De nature épicurienne et discrète, l’artiste multi-disciplinaire Guillaume Pascale (aka EQCQ – ErreurQuatreCentQuatre) est de ceux que l’on suit de près depuis quelques années déjà. Vidéaste, designer, compositeur, réalisateur et philosophe autant passionné par le codage binaire que par le spirituel , Guillaume a mille choses intéressantes à nous raconter. Le tout est de lui poser les bonnes questions. C’est la mission qu’on s’est donnée à quelques jours de l’exposition Réfraction à la galerie Popop où l’une de ses oeuvres sera présentée jusqu’au 9 octobre.

Entête réalisé à partir d’une photo de Renaud Kasma.

Peux tu résumer ton parcours pour ceux qui te découvriraient par le biais de cette entrevue ?

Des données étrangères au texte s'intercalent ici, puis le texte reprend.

Issue #14447, opened 2019-05-14
Feature request: option to disable tracking failure notifications


timodenissen:
Hello,

as asked in the forum [1]: please add an option to disable the automatic notifications about tracking failures.

Cheers,
Timo

[1] https://forum.matomo.org/t/how-to-disable-e-mails-about-tracking-failures/32854

fdellwing:
Is it enough to provide an option via `config.ini.php` or do we need to make this configurable via UI?

timodenissen:
An option in `config.ini.php` is fine for me, perhaps at a later time an option via UI?

fdellwing:
Did a PR for this, but others have to decide if that is enough ;)

You can test the change by applying this patch: https://patch-diff.githubusercontent.com/raw/matomo-org/matomo/pull/14448.patch

mattab:
documented in new FAQ: [How do I disable tracking failure notification emails?](https://matomo.org/faq/how-to/faq_35802/)

PR #17531, opened 2021-05-07
Send email notifications to a user whenever their settings are changed (2FA, token_auth, user is updated or deleted), and to super users when security settings are changed (brute force logic, 2FA, cors changes)

flamisz:
### Description:

Send email notifications when critical action happened.

Critical actions:
- making any kind of changes to the 2FA -> user 
- if a token auth was created or deleted -> user
- changes to the brute force logic, two FA and CORS were made -> superusers
- when users are created/deleted -> user

### Review

* [ ] Functional review done
* [ ] Code review done


plugins/CoreAdminHome/Emails/TwoFactorAuthDisabledEmail.php
```diff
@@ -0,0 +1,82 @@
...
+        $view = new View('@CoreAdminHome/_securityNotificationEmail.twig');
+        $view->login = $this->login;
+        $view->body = $this->getBody();
+
+        return $view;
+    }
+
+    private function getBody()
+    {
+        return Piwik::translate('CoreAdminHome_SecurityNotificationTwoFactorAuthDisabledBody');
```
sgiehl: If I saw that right, all Mail classes actually have almost the same content. Wouldn't it make sense to have a abstract parent class to avoid duplication? So all child classes would actually only need to define the `getBody()`

plugins/CoreAdminHome/lang/en.json
```diff
@@ -139,6 +139,17 @@
...
+        "SecurityNotificationTwoFactorAuthDisabledBody": "Someone disabled the two-factor authentication in your account. If it was you, carry on. If you don't recognize this activity, please reset your password and check your two-factor authentication app or device.",
+        "SecurityNotificationTokenAuthCreatedBody": "Someone created an auth token in your account. If it was you, carry on. If you don't recognize this activity, please reset your password.",
+        "SecurityNotificationTokenAuthDeletedBody": "Someone deleted an auth token in your account. If it was you, carry on. If you don't recognize this activity, please reset your password.",
+        "SecurityNotificationSettingsChangedByUserBody": "Someone modified the system settings. Affected settings: %s. If it was you, carry on. If you don't recognize this activity, please reset your password.",
+        "SecurityNotificationSettingsChangedByOtherSuperUserBody": "An other super user (%s) modified the system settings. Affected settings: %s.If you know about this activity, carry on. If you don't recognize this activity, please contact the other super users.",
```
sgiehl: Please always use numbered placeholder in translations eg. `%1$s`, `%1$s`,... Otherwise translator aren't able to change the order if that might be needed for proper translation.

plugins/TwoFactorAuth/Controller.php
```diff
@@ -148,6 +152,13 @@ public function disableTwoFactorAuth()
             $this->twoFa->disable2FAforUser(Piwik::getCurrentUserLogin());
             $this->passwordVerify->forgetVerifiedPassword();
 
+            $container = StaticContainer::getContainer();
+            $email = $container->make(TwoFactorAuthDisabledEmail::class, array(
```
sgiehl, line 156: Was there an specific reason for using a container->make instead of instantiating the class directly? Would it that way be possible to change the used mail class using DI?

plugins/TwoFactorAuth/Controller.php
```diff
@@ -148,6 +152,13 @@ public function disableTwoFactorAuth()
...
+                'login' => Piwik::getCurrentUserLogin(),
+                'emailAddress' => Piwik::getCurrentUserEmail()
+            ));
+            $email->send();
```
sgiehl: Just for completeness: If sending the mail fails for any reason this might throw an exception, which is currently uncaught.  It might then show an error message and the user might not be sure if the action was actually performed or not. Not sure if we should maybe better ignore possible exceptions in this case. Same applies for the other mails

plugins/UsersManager/API.php
```diff
@@ -988,6 +997,13 @@ public function deleteUser($userLogin)
         $this->model->deleteUserOptions($userLogin);
         $this->model->deleteUserAccess($userLogin);
 
+        $container = StaticContainer::getContainer();
+        $email = $container->make(UserDeletedEmail::class, array(
+            'login' => Piwik::getCurrentUserLogin(),
+            'emailAddress' => Piwik::getCurrentUserEmail()
+        ));
+        $email->send();
+
```
sgiehl, line 1008: Just out of curiosity. Does it really make sense to email the current user that he just created/deleted a user?
Image someone wants to set up a new Matomo for a bigger company and creates a large number of accounts using the API. He would then be spammed with emails...
Imho it would be more helpful if maybe the superuser, or any defined user would be informed if any user creates/removes a user

sgiehl (changes requested):
Left some comments that came to my mind when looking at the code changes. Haven't done any local tests yet...

Findus23:
One thing: To anticipate an issue like https://github.com/matomo-org/matomo/issues/14447, I guess it would be useful to have an option to disable those E-Mails (even though I find it hard to know where to draw the line)

tsteur:
> One thing: To anticipate an issue like #14447, I guess it would be useful to have an option to disable those E-Mails (even though I find it hard to know where to draw the line)

For MVP this might not be needed and we could wait until this comes up as a request and then someone could even develop a plugin for this etc.

plugins/CoreAdminHome/lang/en.json
flamisz: 👍

plugins/TwoFactorAuth/Controller.php
flamisz: I copied the example @diosmosis shared with me. That's the same reason I didn't use `try..catch` for sending the email.

plugins/TwoFactorAuth/Controller.php
flamisz: I will double check this.

plugins/UsersManager/API.php
flamisz: ping @tsteur

plugins/CoreAdminHome/Emails/TwoFactorAuthDisabledEmail.php
flamisz: One Mail class has some extra attributes but probably still worth it to make an abstract class for these security related mails. I'll see how it looks like.

plugins/UsersManager/API.php
tsteur: Yes it be great if the user got notified. That's because you want to know if someone else created a user using your user in case your login got hacked for example. A superuser might not be able to know if that was on purpose or not. And the emails you receive will be also be useful from an audit log perspective etc. 

Additionally maybe a superuser etc would want to be notified which I think we will be implementing using ActivityLog to be notified by email about certain events.

When many users are created regularly using the API then this might not be wanted but then we could eventually still have settings to disable certain emails (or a group of emails) but that be likely not needed for now and we could add it when needed.

plugins/TwoFactorAuth/Controller.php
flamisz: Now we have the abstract class, what if I add a method like this:
```php
public function safeSend()
{
    try {
        $this->send();
    } catch (\Exception $e) {
        // we do nothing if the email send was unsuccessful
    }
}
```

Any thoughts on this @sgiehl @diosmosis ?

plugins/TwoFactorAuth/Controller.php
diosmosis: This was done in this change: https://github.com/matomo-org/matomo/commit/fcd604b0bc1fdbb4f741a99a58abdc93dd25fd57

It was so plugins could change the contents of the email through DI (I guess we do this on cloud?). I'm not sure if it's needed for these emails (@tsteur would know).

plugins/TwoFactorAuth/Controller.php
diosmosis: It sounds like a good idea to not have exceptions from sending mail like these (which are side effects of other actions) break core functionality. I'm not sure we should just ignore the error though. Can we log it? eg,

```
catch (\Exception $e) {
    StaticContainer::get(LoggerInterface::class)->warning('Could not send whatever email: {exception}', ['exception' => $e]);
}
```

plugins/TwoFactorAuth/Controller.php
tsteur: it be good if this was possible to change emails generally on cloud 👍

plugins/CoreAdminHome/Emails/SecurityNotificationEmail.php
```diff
@@ -75,5 +77,15 @@ protected function getDefaultBodyView()
...
 
+    public function safeSend()
+    {
+        try {
+            $this->send();
+        } catch (\Exception $e) {
+            // we do nothing but log if the email send was unsuccessful
+            StaticContainer::get(LoggerInterface::class)->warning('Could not send {class} email: {exception}', ['class' => get_class($this), 'exception' => $e]);
+        }
+    }
```
diosmosis: I'm not sure if there was a reason for this being here, but personally I think this would definitely be useful in `Mail`.

plugins/CoreAdminHome/Emails/SettingsChangedEmail.php
```diff
@@ -0,0 +1,50 @@
...
+    }
+
+
+    protected function getBody()
+    {
+        $pluginNameMap = [
+            'Login' => 'Brute Force',
+            'TwoFactorAuth' => 'Two-factor auth',
+            'CoreAdminHome' => 'CORS'
+        ];
```
diosmosis: Should these text files also be translated?

plugins/CoreAdminHome/lang/en.json
```diff
@@ -139,6 +139,17 @@
         "TrackingFailuresEmail1": "This is just to let you know that %s different kinds of tracking failures have occurred in the last days.",
         "TrackingFailuresEmail2": "To view all the failed tracking requests %1$sclick here%2$s.",
         "ImportFromGoogleAnalytics": "Import from Google Analytics",
-        "ImportFromGoogleAnalyticsDescription": "If you have a Google Analytics property and are switching to Matomo, you can import your existing data using the %1$sGoogleAnalyticsImporter%2$s plugin."
+        "ImportFromGoogleAnalyticsDescription": "If you have a Google Analytics property and are switching to Matomo, you can import your existing data using the %1$sGoogleAnalyticsImporter%2$s plugin.",
+        "SecurityNotificationEmailSubject": "Security Notification",
+        "SecurityNotificationRecoveryCodesShowedBody": "Someone viewed the two-factor authentication recovery codes of your account. If it was you, carry on. If you don't recognize this activity, please reset your password and check your two-factor authentication app or device.",
```
diosmosis: Is there a reason "If it was you, carry on. If you don't recognize this activity, please reset your password and check your two-factor authentication app or device." isn't in one translation but all of them? I think we only do this for single sentences where specific words can change, since languages can change the order of words. But to my knowledge sentence order wouldn't. Unless we want translators to be able to change copy?

plugins/CorePluginsAdmin/API.php
```diff
@@ -61,15 +63,47 @@ public function setSystemSettings($settingValues, $passwordConfirmation = false)
 
         $this->settingsMetadata->setPluginSettings($pluginsSettings, $settingValues);
 
+        $sendSettingsChangedNotificationEmail = false;
+        $notifyPluginList = ['Login', 'TwoFactorAuth', 'CoreAdminHome'];
```
diosmosis: Could this and the other map https://github.com/matomo-org/matomo/pull/17531/files#diff-bc00304f49a251eb19602465131174ad2b88956f5c2f2f9e316b08b90a065f78R38 be merged into a single static variable? It could be placed in the SecurityNotificationEmail class so these aren't defined buried in the code.

plugins/CorePluginsAdmin/API.php
```diff
@@ -61,15 +63,47 @@ public function setSystemSettings($settingValues, $passwordConfirmation = false)
...
+
         try {
             foreach ($pluginsSettings as $pluginSetting) {
                 if (!empty($settingValues[$pluginSetting->getPluginName()])) {
                     $pluginSetting->save();
+
+                    $pluginName = $pluginSetting->getPluginName();
+                    if (in_array($pluginSetting->getPluginName(), $notifyPluginList)) {
+                        $sendSettingsChangedNotificationEmail = true;
+                    }
```
diosmosis, line 77: If more than one plugin's settings are saved at a time, we still only send one email, correct? If so, does it make sense to only send one? The user won't be notified of the other changes in that case.

plugins/TwoFactorAuth/Controller.php
```diff
@@ -287,6 +312,14 @@ public function showRecoveryCodes()
             throw new Exception('You have to verify your password first.');
         }
 
+        if (!$regenerateSuccess && !$regenerateError) {
```
diosmosis, line 321: Is this `if` correct? At this point, `$regenerateError` is always false (it doesn't get set to true anywhere above), and it's correct we send the email if regenerating failed?

diosmosis: Looking more, `$regenerateError` is set below this, so I guess either it shouldn't be in this if, or this if should be below the next one?

plugins/CoreAdminHome/Emails/TokenAuthCreatedEmail.php
```diff
@@ -0,0 +1,21 @@
...
+use Piwik\Piwik;
+use Piwik\Plugins\CoreAdminHome\Emails\SecurityNotificationEmail;
+
+class TokenAuthCreatedEmail extends SecurityNotificationEmail
+{
+    protected function getBody()
+    {
+        return Piwik::translate('CoreAdminHome_SecurityNotificationTokenAuthCreatedBody');
+    }
+}
```
diosmosis, line 33: For this email that says:

```
Someone created an auth token in your account. If it was you, carry on. If you don't recognize this activity, please reset your password.
```

Maybe we should include the name of the token and suggest the user delete it also?

plugins/CoreAdminHome/Emails/TwoFactorAuthEnabledEmail.php
```diff
@@ -0,0 +1,21 @@
...
+use Piwik\Piwik;
+use Piwik\Plugins\CoreAdminHome\Emails\SecurityNotificationEmail;
+
+class TwoFactorAuthEnabledEmail extends SecurityNotificationEmail
+{
+    protected function getBody()
+    {
+        return Piwik::translate('CoreAdminHome_SecurityNotificationTwoFactorAuthEnabledBody');
+    }
+}
```
diosmosis, line 21: For this email:

```
Someone enabled the two-factor authentication in your account. If it was you, carry on. If you don't recognize this activity, please reset your password.
```

If someone else enables two factor auth, the user will not be able to login anymore, so resetting their password might not be possible. Perhaps it should be, "email your superuser at ... and request they disable two factor auth and reset your password immediately"?

plugins/CoreAdminHome/Emails/SettingsChangedEmail.php
```diff
@@ -0,0 +1,50 @@
...
+
+        if ($this->superuser) {
+            return Piwik::translate('CoreAdminHome_SecurityNotificationSettingsChangedByOtherSuperUserBody', [$this->superuser, $pluginNameMap[$this->pluginName]]);
+        }
+
+        return Piwik::translate('CoreAdminHome_SecurityNotificationSettingsChangedByUserBody', [$pluginNameMap[$this->pluginName]]);
+    }
+}
```
diosmosis, line 43: For these emails, would it be a good idea to also suggest the user take a look at the system settings in addition to resetting their password?

plugins/CoreAdminHome/Emails/TokenAuthDeletedEmail.php
```diff
@@ -0,0 +1,21 @@
...
+use Piwik\Piwik;
+use Piwik\Plugins\CoreAdminHome\Emails\SecurityNotificationEmail;
+
+class TokenAuthDeletedEmail extends SecurityNotificationEmail
+{
+    protected function getBody()
+    {
+        return Piwik::translate('CoreAdminHome_SecurityNotificationTokenAuthDeletedBody');
+    }
+}
```
diosmosis, line 43: Would it help to include the name of the deleted token auth here so the user knows which one they have to recreate?

plugins/UsersManager/API.php
```diff
@@ -988,6 +997,13 @@ public function deleteUser($userLogin)
         $this->model->deleteUserOptions($userLogin);
         $this->model->deleteUserAccess($userLogin);
 
+        $container = StaticContainer::getContainer();
+        $email = $container->make(UserDeletedEmail::class, array(
+            'login' => Piwik::getCurrentUserLogin(),
+            'emailAddress' => Piwik::getCurrentUserEmail()
+        ));
+        $email->safeSend();
```
diosmosis, line 1007: For these two emails, can we specify the login of the created user? So the superuser knows if which one to look at if the user is not recognized.

diosmosis (changes requested):
Tested locally, everything works. I left a couple code related comments, and a bunch more comments regarding the contents of the email (mostly making them more specific/informative).

plugins/CoreAdminHome/lang/en.json
flamisz: You mean it should have more translations and we link them in the `getBody()` method?

plugins/CorePluginsAdmin/API.php
flamisz: You're right, didn't think about that. I just checked the UI and there we save in groups, but the API actually can handle different groups at once. I'll modify it to send all of it. not just one.

plugins/CoreAdminHome/Emails/SecurityNotificationEmail.php
flamisz: sure, that way we can use it anytime

plugins/CoreAdminHome/Emails/SettingsChangedEmail.php
flamisz: 👍

plugins/TwoFactorAuth/Controller.php
flamisz: yeah, the logic is funny here, because if the `$regenerateSuccess` is false doesn't mean it was an error, we use this method when we show the codes, even when we don't regenerate.
but the `$regenerateError` part is true, probably have to move it after it. I recheck how this method works.

plugins/CoreAdminHome/Emails/TwoFactorAuthEnabledEmail.php
flamisz: should we use the first or all superuser email addresses for this?

diosmosis: Not sure, we could have all but depending on how many there are that could be a lot of emails. With just one, the one superuser might get all of the requests. Do you have an opinion @tsteur?

plugins/CoreAdminHome/lang/en.json
diosmosis: Something like:

```
'EmailBodyMessage' => 'Main message'
'IfItWasYouCarryOn' => 'If it was you, carry on. If you don't recognize this activity, please reset your password and check your two-factor authentication app or device.'
```
in the json files, and:
```
Piwik::translate('EmailBodyMessage') . Piwik::translate('IfItWasYouCarryOn')
```
in the php (or the equivalent in the twig files).

cc @sgiehl in case this is not preferred way.

plugins/CoreAdminHome/Emails/SecurityNotificationEmail.php
```diff
@@ -0,0 +1,85 @@
...
+use Piwik\Mail;
+use Piwik\View;
+use Piwik\Piwik;
+
+abstract class SecurityNotificationEmail extends Mail
+{
+    public static $notifyPluginList = [
+        'Login' => 'Brute Force',
+        'TwoFactorAuth' => 'Two-factor auth',
+        'CoreAdminHome' => 'CORS'
```
flamisz: I can't use the `translate` function here, because it's static. what's your recommendation @diosmosis?

plugins/CoreAdminHome/Emails/TwoFactorAuthEnabledEmail.php
```diff
@@ -0,0 +1,50 @@
...
+        return Piwik::translate('CoreAdminHome_SecurityNotificationTwoFactorAuthEnabledBody', [$email]);
+    }
+
+    private function getASuperUserEmail()
+    {
+        if (count($this->superuserEmails)) {
+            foreach ($this->superuserEmails as $login => $email) {
+                return $email;
+            }
+        }
```
flamisz: here it's possible we send the email to ourselves. should we find the first superuser email which is not us?
what if there is no other superuser? what is the recommendation in the email to the user?

plugins/CoreAdminHome/lang/en.json
```diff
@@ -139,6 +139,24 @@
...
+        "SecurityNotificationRecoveryCodesRegeneratedBody": "Someone generated new recovery codes for the two-factor authentication in your account. If it was you, carry on. If you don't recognize this activity, please reset your password and check your two-factor authentication app or device.",
+        "SecurityNotificationTwoFactorAuthEnabledBody": "Someone enabled the two-factor authentication in your account. If it was you, carry on. If you don't recognize this activity, email your superuser at %s and request they disable two factor auth and reset your password immediately.",
+        "SecurityNotificationTwoFactorAuthEnabledBodyNoEmail": "Someone enabled the two-factor authentication in your account. If it was you, carry on. If you don't recognize this activity...",
```
flamisz: if there is no other superuser, what is the recommendation in the email? what can the user do?

plugins/CorePluginsAdmin/API.php
```diff
@@ -61,15 +64,46 @@ public function setSystemSettings($settingValues, $passwordConfirmation = false)
...
+                    if (in_array($pluginName, array_keys(SecurityNotificationEmail::$notifyPluginList))) {
+                        $sendSettingsChangedNotificationEmailPlugins[] = $pluginName;
+                    }
                 }
             }
         } catch (Exception $e) {
             throw new Exception(Piwik::translate('CoreAdminHome_PluginSettingsSaveFailed'));
         }
+
+        foreach ($sendSettingsChangedNotificationEmailPlugins as $plugin) {
```
flamisz: in this loop, it's possible to send way too many emails, if there are more superusers in the system. do we still want to send on-the-fly? or use a job here?

flamisz (commented):
@diosmosis I updated my pr but added some questions as comments, can you please check those? 
and still waiting for some comments from the other, I will modify those parts after the comment.
thanks

plugins/CoreAdminHome/Emails/SecurityNotificationEmail.php
diosmosis: You could set the values to the translation keys:

```
'Login' => 'CoreAdminHome_BruteForce',
...
```

then call `Piwik::translate($notifyPluginList['Login'])`. It's done this way in quite a few places.

plugins/CoreAdminHome/Emails/TwoFactorAuthEnabledEmail.php
diosmosis: ping @tsteur / @mattab

plugins/CoreAdminHome/lang/en.json
diosmosis: Only way this would happen is if it happened for the only superuser. Not sure what they can do, I think tthey'd have to use the `twofactorauth:disable-2fa-for-user` console command for the user, then change the password. (cc @tsteur)

plugins/CorePluginsAdmin/API.php
diosmosis: We could reduce the number of emails by sending all the plugin names in a single email. (Ie, "There were changes made to the following system settings: X, Y, and Z.")

There could still be an edge case of too many superusers, I suppose. We could just send one email to multiple recipeints. Ie, using `Mail::addTo()` for each superuser. If that results in just one mail() call or SMTP request, I think it might be ok.

Setting up a queue and a task to process it for mails, however, seems like too much effort for this ticket.

(cc @tsteur)

plugins/CoreAdminHome/Emails/SecurityNotificationEmail.php
flamisz: what a great idea, I didn't think about it, thanks 😃

plugins/CorePluginsAdmin/API.php
flamisz: I reduced the number of emails by sending only one that contains all the setting groups that changed and sending one email to superusers using the `addTo()`.

diosmosis:
@tsteur can you look at the comments pinging you above? There are some questions I can't answer.

plugins/CoreAdminHome/Emails/TwoFactorAuthEnabledEmail.php
tsteur: Not sure I understand, it should be sent to the user that enabled the two factor and nobody else?

tsteur: Like you can't enable it for a different user AFAIK?

tsteur: Oh i see now it's for who we mention to contact, I'll have a think

tsteur: Let's keep it simple and do same thing as for password change etc.
 We could reuse the same translation key : `UsersManager_IfThisWasYouPasswordChange`. which says `If this was you, feel free to ignore this email. If this was not you, please contact your Matomo administrator immediately, as your account might have been compromised!` and this would maybe also make the other comments obsolete. 

I wonder if we can document this for future reference somewhere but wouldn't really know where right now. It's really good to have this `SecurityNotificationEmail` base class now maybe this could provide such a method or constant or something to be reused across emails?

plugins/CoreAdminHome/Emails/TwoFactorAuthEnabledEmail.php
flamisz: I modified the email messages, reusing from the password change email.

plugins/CoreAdminHome/Emails/TwoFactorAuthEnabledEmail.php
flamisz: I reused that translation key. I'll think about that method or constant.

plugins/CoreAdminHome/lang/en.json
flamisz: I keep it simple for now, and just use the same message.

bluikko:
I believe that this change breaks install via the ExtraTools. I really wish team Matomo would realize what the time is and #10257 got some attention.

tsteur:
@bluikko I've had a look through the PR and not sure where this could break ExtraTools. Have you created an issue for this problem on the [ExtraTools issue tracker](https://github.com/digitalist-se/extratools/issues)? It may be related to something else or maybe the plugin developer can work around it. Re #10257 we may put some focus on it in the near future but I can't promise anything.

Après des études en cinéma j’ai travaillé comme designer graphique et directeur artistique en travailleur autonome. En parallèle j’avais une pratique en film expérimental. Puis j’ai repris des études, en arts visuels et médiatiques à l’UQAM, d’abord au bac puis aujourd’hui en maîtrise. J’ai commencé il y a presque une dizaine d’année à m’intéresser à une forme d’ontologie de l’information. J’avais besoin d’explorer la matérialité de l’information, de comprendre de quoi étaient composés les différents medias que nous utilisons en abondance. J’ai commencé à établir des protocoles de transcodage de données envoyées par des sondes spatiales tel que Voyager II pour faire de ces données brutes de la musique. Ça a donné l’album « Cosmogonie des homme nus ». Depuis, je n’ai cessé d’explorer ce matériau composé d’un étrange équilibre de zéro et de un, qu’est le langage binaire, dont les origines flirtent avec cet art divinatoire chinois que l’on appelle le Yi-king. Je m’intéresse donc à une forme d’information pure, à la façon dont elle peut être à la fois une chose et l’instant d’après tout à fait autre chose. Ce travail exploratoire révèle une phénoménologie fascinante en termes de temps et d’espace. Explorer cette matière, c’est pour moi repositionner l’état des choses non plus en termes d’antagonisme, mais en termes d’ambivalence. Dans ce monde curieux, une chose est, par exemple, à la fois absente et présente. J’ai eu la chance de présenter des artefacts de mes recherches au musée des beaux arts de Caen, sur les écrans de la place des arts, mais aussi à la biennale d’art numérique de Montréal en 2014 et à la cinémathèque québécoise.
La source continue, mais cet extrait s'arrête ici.